Abstract Background: Injection drug use is an important public health issue in the United States, and estimates indicate that American Indian and Alaska Native people are disproportionately affected. Injection drug use is also the leading cause of Hepatitis C virus (HCV) infection in the United States, attributable to over half of all cases, and contributes to 44% of human immunodeficiency virus (HIV) acquisition in American Indian and Alaska Native females. Existing estimates of American Indian and Alaska Native people who inject drugs are limited. We aimed to estimate the number of people who inject drugs in Cherokee Nation.Methods: A two-sample, capture-recapture approach was used. The first data source was an abstraction of Cherokee Nation Health Services electronic medical records from February 2017 through December 2018. The second data source was an abstraction from Cherokee Nation’s HCV Elimination Program Database from August 2015 through December 2018. Individuals were included in the abstractions if they were asked if they had injected drugs in the past six months during their health visit. The indirect prevalence estimate of people who inject drugs was calculated in accordance with the UNAIDS/WHO Guidelines on Estimating the Size of Populations Most at Risk to HIV.Results: In total, 198 individuals across both data sources reported that they had injected drugs within the past six months. This included 123 unique individuals from the first source, 69 individuals from the second source, and six individuals who were included in both sources.
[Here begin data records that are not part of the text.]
PR #7366, opened 2026-03-03
Improve targz and add tarxz pack format

waruqi:
https://github.com/xmake-io/xmake/issues/7361


luadebug:
Can we have .conda?
My bad, it seems already produced and working.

Capture-recapture calculations indicated an estimate of 1,613 people who inject drugs (95% CI: 1,530.27, 1,694.7). Conclusions: This study was the first attempt at estimating the number of people who inject drugs in Cherokee Nation, and one of the few existing studies to estimate the number of American Indian/Alaska Native people who inject drugs in the United States. Gaining knowledge about the prevalence of people who inject drugs in Cherokee Nation will inform strategies to support addiction care and treatment among people who inject drugs living in Indian Country.